I guess the text considers the problem
$$\max_{x,Q,t_L,t_Q,t_{cc},t_m,t_L,q} u(x,Q,t_L),$$
subject to
$$Q(t_Q,t_{cc}q)- Q=0$$
$$1-t_Q-t_{cc}\geq0$$
$$1-t_m-t_L-t_Q\geq 0$$
$$t_mW+V-x-p_{cc}t_{cc}\geq 0$$
the Lagrangian for which is
$$\mathcal L(.) = u(x,Q,t_L) + \lambda_1(Q(t_Q,t_{cc}q)-Q) + \lambda_2(1-t_Q-t_{cc}) + \lambda_3(1-t_m-t_L-t_Q) + \lambda_4 (t_mW+V-x-p_{cc}t_{cc})$$
The derivatives of the function $Q(.,.)$ with respect to the first argument are denoted $Q_1$ and for the second argument $Q_2$. Differentiating the Lagrangian function with respect to the choice variables results in the following first order conditions
$$\frac{\partial \mathcal L}{\partial x} = \frac{\partial \mathcal u}{\partial x} - \lambda_4 = 0$$
$$\frac{\partial \mathcal L}{\partial Q} = \frac{\partial \mathcal u}{\partial Q} - \lambda_1 = 0$$
$$\frac{\partial \mathcal L}{\partial t_L} = \frac{\partial \mathcal u}{\partial t_L} - \lambda_3 = 0,$$
assuming all three marginal utilities to be strictly positive in optimum it follows from the KKT complementarity conditions that constraint 4,1 and 3 are binding (as the constraints are also stated to be in the text).

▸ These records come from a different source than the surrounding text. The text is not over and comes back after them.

PR #3, opened 2022-07-05
docs: Merge the constitution and the definition UTXOs.

SWvheerden:
Description
---
This creates a proposal to merge the ContractDefinition and ContractConstitution UTXOs into a single Constitution UTXOs governing all of the contract. 

Motivation and Context
---
Currently the RFC states we have two UTXOs, one for defining the contract and one for controlling how its governed. This is a proposal to merge the two into a single UTXO that lives with and can be updated with the contract life of the asset. 

This requires that all information in the ContractDefinition be stored with the ContractConstitution. This is still less data that lives on-chain as we don't require the kernels of two UTXOs, but the actual data contained in them is still the same. 

The biggest requirement of the ContractDefinition UTXO is to identify the contract and its `contract_id`. By merging the two we need an extra base layer consensus rule to ensure that the `contract_id` and its construction fields remain the same across constitution changes. 

The new `contract_id` is defined as: `H(contract_name || asset issuer record)`.  `asset issuer record` is just using a field that is useful for recording purposes as random entropy so we can have duplicate `contract_names`. 

The advantage of going this route is that we have fewer UTXOs needed to manage and run a contract. Although the current RFC is still out of date and states that the ContractDefinition UTXO is spendable, this has been changed to make it static. In practice this makes that the MMR of the entire blockchain will not be prunable after the first ContractDefinition UTXO has been mined. The UTXO set will still be prunable, but not the MMR.

### DIFF
--- a/src/RFC-0312_DANHighLevelSpecification.md
+++ b/src/RFC-0312_DANHighLevelSpecification.md
@@ -234,20 +234,19 @@ assets. This contract can be very simple or highly complex.
 
 The lifecycle of a contract proceeds via these steps:
 
-1. The asset issuer publishes a [contract definition transaction].
-2. The asset issuer publishes a [contract constitution] transaction.
-3. Once this transaction is published, we enter the [acceptance period].
-4. Each validator node that will be managing the contract publishes a [contract acceptance transaction]. The group of
+1. The asset issuer publishes a [contract constitution] transaction.
+2. Once this transaction is published, we enter the [acceptance period].
+3. Each validator node that will be managing the contract publishes a [contract acceptance transaction]. The group of
    validator nodes that manages the contract is called the Validator Node Committee (VNC).
-5. Once the [acceptance period] has expired, the [side-chain initialization period] begins.
-6. The VNC jointly publishes a [side-chain initialization] transaction.
-7. At this point, the contract is considered live, and users can safely interact with the contract on the side-chain.
+4. Once the [acceptance period] has expired, the [side-chain initialization period] begins.
+5. The VNC jointly publishes a [side-chain initialization] transaction.
+6. At this point, the contract is considered live, and users can safely interact with the contract on the side-chain.
    Technically, users do not have to wait until this point. The VNC COULD start processing transactions
    _optimistically_ as soon as the constitution is published, and print the zero-th and first checkpoints once they are
    mined on the base layer. However, this is not generally recommended.
-8. The VNC periodically publishes a [checkpoint] transaction.
-9. Failure to do so can lead to the contract being [abandoned].
-10. The VNC MAY shut the contract down by publishing a [dissolution] transaction.
+7. The VNC periodically publishes a [checkpoint] transaction.
+8. Failure to do so can lead to the contract being [abandoned].
+9.  The VNC MAY shut the contract down by publishing a [dissolution] transaction.
 
 The following sections will discuss each of these steps in more detail.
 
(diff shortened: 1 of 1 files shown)


src/RFC-0312_DANHighLevelSpecification.md
```diff
@@ -293,17 +292,46 @@ requires us to modify the
...
+    * The contract name;
+    * the asset issuer record;
+    * the contract id;
+    * the contract definition;
+    * It MUST include a list of public keys of the proposed VNC;
+    * It MUST include an expiry timestamp before which all VNs must sign and agree to these terms (the [acceptance period]);
+    * It MAY include quorum conditions for acceptance of this proposal (default to 100% of VN signatures required);
+    * If the conditions will unequivocally pass, the acceptance period MAY be shortcut.
+    * There MAY be an initial reward that is paid to the VN committee when the UTXO is spent. This reward is simply included
+        in the value of the `ContractConstitution` UTXO.
```
brianp, line 305: As per the Thursday technical discussion on July 30th, we've removed the initial reward. VN's will not receive an initial reward and we simplify the UTXO needs.

src/RFC-0312_DANHighLevelSpecification.md
```diff
@@ -293,17 +292,46 @@ requires us to modify the
...
+    * The UTXO MUST only be spendable by a multisig of the quorum of VNs performing [side-chain] initialisation. (e.g. a 3
```
brianp, line 306: Additionally the emergency keys, and asset owner can spend checkpoints under specific conditions.

brianp (commented):
I think originally we had planned to put the script inside the contract, and eventually moved that out to the constitution as well to make it easier to update. Which really left nothing by the contract id in the contract definition. So I think now having this all as a single transaction, and hashing the id based on specific fields from it makes sense to me. I don't see a need to require both the definition, and constitution when one would do.

brianp:
@sdbondi > do away with the constitution naming

I think its purpose was sugar for human readability, and we wanted it static overtime to reduce possible confusion.

CjS77:
I vote to keep them separate. It's not an oversight that the current RFC is written this way.

The contract (what code is being run) and the constitution (how the code is managed) are disparate enough concepts that they warrant separate entries on the blockchain.

We want to keep a queryable index of live contracts, and a queryable index of constitutions. Keeping these separate simplifies the database management. The cost in terms of storage space is worth the trade-off IMHO. 

Moreover, the contract definition very seldom changes, if ever. It should be treated as near-immutable. If this UTXO is spent, observers know that the code governing the contract (i.e. the contract itself) has likely changed, and this can and should fire off all sorts of red flags.

I'd argue that constitutions will change an order of magnitude more frequently than the contract, so merging the two means that observers must do many more checks on the contract code than they otherwise would need to.

SWvheerden:
> I vote to keep them separate. It's not an oversight that the current RFC is written this way.
> 
> The contract (what code is being run) and the constitution (how the code is managed) are disparate enough concepts that they warrant separate entries on the blockchain.
> 
> We want to keep a queryable index of live contracts, and a queryable index of constitutions. Keeping these separate simplifies the database management. The cost in terms of storage space is worth the trade-off IMHO.
> 
> Moreover, the contract definition very seldom changes, if ever. It should be treated as near-immutable. If this UTXO is spent, observers know that the code governing the contract (i.e. the contract itself) has likely changed, and this can and should fire off all sorts of red flags.
> 
> I'd argue that constitutions will change an order of magnitude more frequently than the contract, so merging the two means that observers must do many more checks on the contract code than they otherwise would need to.


What do we do with versioning of code, do we not lock that in as well? That will almost definitely update. Then we need to update this. 

The only reason I am against them separately is the MMR prunability. 


Here is the current rfc for the templates:
https://github.com/tari-project/rfcs/pull/2

CjS77:
Yes, and a code version update is
1. exactly what people will be looking to audit
2. happen much less frequently than constitution changes for the vast majority of contracts

CjS77:
The asset issuer basically ceases to be relevant after the contract initialisation. 

If the AI does not add themselves to the CC they basically relinquish any and all control of the contract.

CjS77:
I see no point in spending effort to resolve conflicts when this RFC will be deprecated soon in favour of a better proposal being developed by the community, so just going to close it.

Further first-order conditions are
$$\frac{\partial \mathcal L}{\partial t_Q} = \lambda_1 Q_1 - \lambda_2 - \lambda_3 = 0$$
$$\frac{\partial \mathcal L}{\partial t_{cc}} = \lambda_1 Q_2q - \lambda_2 - \lambda_4p_{cc} = 0$$
$$\frac{\partial \mathcal L}{\partial t_m} = -\lambda_3 + \lambda_4 W = 0,$$
the only Lagrange coefficient not determined as a marginal utility is $\lambda_2$ but we can get
$$\lambda_2 = \lambda_1 Q_2q-\lambda_4 p_{cc} = \lambda_1 Q_1 - \lambda_3,$$
and therefore
$$\lambda_3 = \lambda_1 (Q_1 - Q_2q) + \lambda_4 p_{cc},$$
divide with $\lambda_4$ - which we know is strictly positive - and use that $\lambda_3/\lambda_4 = W$ to get
$$W = \frac{\lambda_1}{\lambda_4}(Q_1 - Q_2q) + p_{cc}$$
which gives the results upon substitution of expressions for $\lambda_1$ and $\lambda_4$ in terms of marginal utilities.
Finally, treat $p_{cc}$ as a function of $q$ and differentiate Lagrangian with respect to $q$ to get
$$\frac{\partial L(.)}{\partial q} = \lambda_1 Q_2 t_{cc} -\lambda_4t_{cc} \frac{\partial p_{cc}}{ \partial q} =0,$$
$$t_{cc}\lambda_4 \left(\frac{\lambda_1}{\lambda_4} Q_2 - \frac{\partial p_{cc}}{ \partial q}\right)=0,$$
hence assuming internal solution for $t_{cc}>0$ it follows that
$$\frac{\lambda_1}{\lambda_4} Q_2 = \frac{\partial p_{cc}}{ \partial q}$$ where in the text it simply says $Q_2 = \frac{\partial p_{cc}}{ \partial q}$ I'm guessing this is simply because $\frac{\lambda_1}{\lambda_4}$ is ignored as some in optimum irrelevant utility scaling constant.